Context: India at present is experiencing a phenomenal increase in the number of older adults. Old age is marked by challenges across multiple domains of life. To overcome the challenges of old age, the focus should be on improving the quality of life (QOL) and meaning in life (MIL) of older adults. Aim: This study aimed to determine the effect of leisure activity on QOL and MIL of male and female older adults in old-age homes. Methodology: A cross-sectional study was conducted among 120 male and female retired older adults (65–80 years), living in old-age homes of Hooghly district, West Bengal, using the Older People's Quality of Life Questionnaire (OPQOL-35) by Bowling and Meaning in Life Questionnaire (MLQ) by Steger, Frazier, Oishi, & Kaler. Results: Older adults who engaged in active leisure activities had higher QOL and MIL than those engaged in passive leisure activities. Male older adults had higher QOL and MIL than female older adults. Conclusion: Opportunities to pursue active leisure activities should be promoted among older adults in old-age homes.
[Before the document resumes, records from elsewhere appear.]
PR #718, opened 2024-01-13
modules: do not call pam_sm_authenticate

ldv-alt:
Calling an exported function from the module is unsafe as there is no guarantee that the function that will be actually called is the one that is provided by the module.

### DIFF
--- a/modules/pam_lastlog/pam_lastlog.c
+++ b/modules/pam_lastlog/pam_lastlog.c
@@ -665,9 +665,8 @@ cleanup:
 }
 
 /* --- authentication (locking out inactive users) functions --- */
-int
-pam_sm_authenticate(pam_handle_t *pamh, int flags,
-		    int argc, const char **argv)
+static int
+pam_auth(pam_handle_t *pamh, int flags, int argc, const char **argv)
 {
     int retval, ctrl;
     const char *user = NULL;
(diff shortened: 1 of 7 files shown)


modules/pam_lastlog/pam_lastlog.c
```diff
@@ -665,9 +665,8 @@ last_login_failed(pam_handle_t *pamh, int announce, const char *user, time_t llt
 }
 
 /* --- authentication (locking out inactive users) functions --- */
-int
-pam_sm_authenticate(pam_handle_t *pamh, int flags,
-		    int argc, const char **argv)
+static int
+pam_auth(pam_handle_t *pamh, int flags, int argc, const char **argv)
```
stoeckmann, line 669: All other functions got the name of their respective module. Shouldn't this one be called `pam_lastlog` for consistency as well?

ldv-alt: Given that `pam_lastlog.so` provides non-trivial `pam_sm_open_session` and `pam_sm_close_session`,
a function called `pam_lastlog` would be somewhat confusing.

stoeckmann: Ah okay, makes sense then.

Keywords: Leisure activity, meaning in life, older adults, quality of life


How to cite this article:
Mukherjee P, Ghosh A, Dasgupta S. Role of leisure activity in quality of life and meaning in life of male and female older adults. J Geriatr Ment Health 2022;9:4-8

How to cite this URL:
Mukherjee P, Ghosh A, Dasgupta S. Role of leisure activity in quality of life and meaning in life of male and female older adults. J Geriatr Ment Health [serial online] 2022 [cited 2022 Dec 1];9:4-8. Available from: https://www.jgmh.org/text.asp?2022/9/1/4/353168




  Introduction Top


Population aging has become faster than before.[1] Most countries, including India, are experiencing an unprecedented rise in the number of older adults. According to the population census of 2021, there are around 138 million elderly people in India as of 2021, which are expected to increase to 194 million by 2031.[2] The growth in the elderly population is largely due to improved health-care facilities and reduced mortality rates.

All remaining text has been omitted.